Improving architectural maintainability
Ever noticed that objects that have a lot of dependencies on other objects become somewhat brittle? If one of their dependencies changes, does the object itself break, man? Ever noticed the opposite? Have you over observed objects that every other object in a system depends on have the tendency to create issues elsewhere when they’ve changed? (Interestingly, this tendency to create issues elsewhere is commonly referred to as the “Collateral Damage†effect.)
There are a series of hip coupling metrics that are known as Afferent Coupling and Efferent Coupling (or sometimes referred to as Fan Out and Fan In). These integer based metrics represent a count of objects that correspond to coupling to another object. Both Afferent Coupling and Efferent Coupling signify an architectural maintenance issue: either an object has too much responsibility (high Afferent Coupling) or the object isn’t independent enough (high Efferent Coupling).
Interestingly, these types of dependency metrics can be extremely helpful in determining the risk in maintaining a code base. Objects or namespaces/packages with too much responsibly present dangerous situations when those objects need to be changed. If, some how, their behavior changes, other objects within a software system may stop functioning as indented. Objects that are highly dependent on other objects present brittleness in the face of change- they too may stop functioning as indented if one of their imported objects changes, even in subtle ways.
What’s more, both Afferent and Efferent Coupling can be combined to form an “instability†ratio. For example, the following smokin’ equation can represent an object’s (or namespace/package’s) level of instability in the face of change: a value of one is completely instable, while a value of zero is stable.
This Instability metric can apply to objects or packages/namespaces as well.
NDepend for the .NET platform is a trippin’ open source project, which reports Efferent Coupling, Afferent Coupling, Instability and a number of other interesting architectural metrics.
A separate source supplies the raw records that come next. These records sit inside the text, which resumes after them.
PR #541, opened 2022-04-28
docs(did-registry): improve DID registry service documentation

Harasz:
### Description

- Improve did registry service methods documentation
- Add examples to did registry service methods
- Move inline type to interfaces

### Contributor checklist


src/modules/claims/claims.service.ts
```diff
@@ -575,25 +575,26 @@ export class ClaimsService {
...
-      return id;
+      return service.id;
     }
 
     if (
       claimData.claimType &&
-      id &&
-      claimData.claimTypeVersion === claimTypeVersion
+      service.id &&
+      claimData.claimTypeVersion === service.claimTypeVersion
```
JGiter, line 595: May be we remove this now? From the way the service was found implies that this conditions are satisfied

JGiter (approved):

src/modules/claims/claims.service.ts
Harasz: I don't want to change the logic here, maybe just little refactors (that's all). So create a ticket in jira pls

These metrics are reported by Assembly and by class. The tool is easily executed via NAnt and produces reports in both XML and HTML formats.
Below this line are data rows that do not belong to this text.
PR #547, opened 2022-05-10
task/ICL-210 verify EWF verifiable credential claim

JGiter:
### Description

https://energyweb.atlassian.net/browse/ICL-210

merge after https://github.com/energywebfoundation/ew-credentials/pull/17


e2e/claims.service.e2e.ts
```diff
@@ -43,14 +44,14 @@ const roleName2 = 'myrole2';
 const roleName3 = 'myrole3';
 const roleName4 = 'myrole4';
 const namespace = root;
-const version = 1;
+const version = '1';
```
Harasz, line 47: you need `int` type only in one place, why then use `parseInt()` in a couple of places instead of  `version.toString()` in one place?

src/modules/claims/claims.service.ts
```diff
@@ -90,6 +96,31 @@ export class ClaimsService {
...
+        return (<IRoleDefinition>def).issuer;
+      },
+    };
+    this._issuerVerifier = new IssuerVerification(
+      this._signerService.provider,
+      this._didRegistry.registrySettings,
+      credentialResolver,
+      issuerResolver
+    );
   }
```
Harasz, line 124: Maybe move that to function called `setIssuerVerifier` or something like that

src/modules/claims/claims.service.ts
```diff
@@ -578,6 +608,16 @@ export class ClaimsService {
     return message.issuedToken;
   }
 
+  /**
+   * Verifies Energy Web role verifiable credential and issuer authorization
+   *
+   * @param claim Verifiable credential of Energy Web role
+   */
+  async verifyClaimVc(claim: VerifiableCredential<RoleCredentialSubject>) {
```
Harasz, line 616:
```suggestion
  async verifyClaimVc(claim: VerifiableCredential<RoleCredentialSubject>): Promise<void> {
```

src/modules/claims/claims.service.ts
```diff
@@ -578,6 +608,16 @@ export class ClaimsService {
     return message.issuedToken;
   }
 
+  /**
+   * Verifies Energy Web role verifiable credential and issuer authorization
+   *
+   * @param claim Verifiable credential of Energy Web role
```
Harasz, line 614:
```suggestion
   * @param {VerifiableCredential<RoleCredentialSubject>} claim Verifiable credential of Energy Web role
```

Harasz (approved):

jrhender:
@JGiter do you know why the tests are failing here? I guess you're still working on them?

JGiter:
Tests are failing now because https://github.com/energywebfoundation/ew-credentials/pull/17 isn't merged yet

src/modules/claims/claims.service.ts
```diff
@@ -441,6 +452,19 @@ export class ClaimsService {
     await this._cacheClient.issueClaim(this._signerService.did, message);
   }
 
+  async verifyVc(vc: VerifiableCredential<RoleCredentialSubject>) {
```
Harasz, line 455: Missing documentation

src/modules/claims/claims.service.ts
```diff
@@ -1114,15 +1138,16 @@ export class ClaimsService {
   }
 
   /**
-   * Verify if the user is able to issue the given role. Throws an error when the user is not able to issue the given role.
+   * Verify if the user is issuer of the role verifiable credential
    *
    * @param {String} role Registration types of the claim
    */
```
Harasz, line 1144: wrong documentation

src/modules/claims/claims.service.ts
```diff
@@ -1312,4 +1337,22 @@ export class ClaimsService {
       await this._signerService.signMessage(arrayify(proofHash))
     );
   }
+
+  private _setClaimIssuerVerifier() {
```
Harasz, line 1341: Documentation

Harasz (changes requested):

package.json
```diff
@@ -63,22 +63,23 @@
...
-    "@ew-did-registry/jwt": "^0.6.3-alpha.596.0",
-    "@ew-did-registry/keys": "^0.6.3-alpha.596.0",
-    "@ew-did-registry/proxyidentity": "^0.6.3-alpha.596.0",
-    "@ew-did-registry/revocation": "^0.6.3-alpha.596.0",
+    "@ew-did-registry/claims": "^0.6.3-alpha.626.0",
+    "@ew-did-registry/credentials-interface": "^0.6.3-alpha.626.0",
+    "@ew-did-registry/did": "^0.6.3-alpha.626.0",
+    "@ew-did-registry/did-document": "^0.6.3-alpha.626.0",
+    "@ew-did-registry/did-ethr-resolver": "^0.6.3-alpha.626.0",
+    "@ew-did-registry/did-ipfs-store": "^0.6.3-alpha.626.0",
```
whitneypurdum, line 77: @JGiter @nichonien I updated all ew-did-registry and ew-credentials to latest versions

src/modules/claims/claims.service.ts
```diff
@@ -1320,4 +1346,24 @@ export class ClaimsService {
...
+    const credentialResolver: CredentialResolver = new IpfsCredentialResolver(
+      this._signerService.provider,
+      this._didRegistry.registrySettings,
+      this._didRegistry.ipfsStore
+    );
+    const domainReader = new DomainReader({ensRegistryAddress: chainConfigs()[this._signerService.chainId].ensResolverV2Address, provider: this._signerService.provider})
```
whitneypurdum, line 1356: Previous code is commented out for reference to old changes

nichonien, line 1356:
```suggestion
    const domainReader = new DomainReader({ensRegistryAddress: chainConfigs()[this._signerService.chainId].ensRegistryAddress, provider: this._signerService.provider})
```

nichonien: @whitneypurdum @JGiter Am I right with the above suggested change? Also, we need to `addKnownResolver` for the domainReader to be able to resolve namespaces.

JGiter: Yes, both your comments are correct. Actually I think that instead of creating domain reader here it should be exported from domains service or created by issuer verifier

nichonien: Yeah, exporting from `DomainService` sounds good to me since we already have it at `ClaimService` creation https://github.com/energywebfoundation/iam-client-lib/blob/4f3688e5329ec1ccb222a90049583c6633922fb3/src/modules/claims/claims.service.ts#L87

For example, the following HTML report displays metrics for a .NET assembly, which in this case is the NUnit framework.
Note how the nunit.framework assembly has an Afferent Coupling of 140 and an Efferent Coupling of 0. This means that this is the core code of the NUnit framework (if you couldn’t figure that out by its name); however, this also means this code can’t change easily. Hence, the Instability value for this assembly is zero- because so many other objects depend on this core code there is a natural tendency for this code not to change without something breaking quickly.
On the other hand, note the nunit.tests assembly. NDepend reported a Efferent Coupling value of 76 and an Afferent Coupling value of 0; therefore, the Instability is 1 or unstable- this makes sense- anytime code changes, tests usually break (if they don’t, by the way, there could be issues with those tests).
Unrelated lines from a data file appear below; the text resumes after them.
PR #549, opened 2022-05-11
docs(signer): improve signer service documentation

Harasz:
### Description

- Improve signer service methods documentation
- Add examples to signer service methods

Understanding these metrics for one’s code base can have dramatic effects on maintainability. For instance, assemblies with high Afferent Coupling should have a high degree of associated tests to ensure proper functionality. If a lot of code is dependent on that assembly, wouldn’t you want to guarantee it is reliable? Also too, evaluating the long term implications of Afferent Coupling could drive teams to decide to break assemblies into smaller more malleable chunks of code.
On the other hand, assemblies with a high Efferent Coupling are subject to breakage easily. Again, having a copasetic amount of code coverage regarding these assemblies will help teams spot troubles quickly.
In a Continuous Integration environment, monitoring these values over time can enable development teams to make corresponding changes rapidly before things get out of control. If during a series of builds the Afferent Coupling of an assembly grows rapidly, the following measures can be taken:
- Teams could ensure an equal velocity of tests are being constructed to combat any associated risks
- Teams could evaluate the long term implications of any associated brittleness that may occur from a high coupling value
- Perhaps assemblies could be further broken up to enable change in future iterations
In addition to NDepend for .NET, JDepend is a similar open source project for the Java platform, which reports coupling metrics by package. JDepend can be run via Ant or Maven and also produces reports in XML and HTML formats.
Architectural coupling metrics can effectively spot long term maintenance issues for a code base by reporting assembly/package or object couplings. These metrics can provide insights into any associated risks in the face of change. What’s more, monitoring these metrics on a regular basis in a Continuous Integration environment effectively brings these risks to light before they become maintenance nightmares. Dig it?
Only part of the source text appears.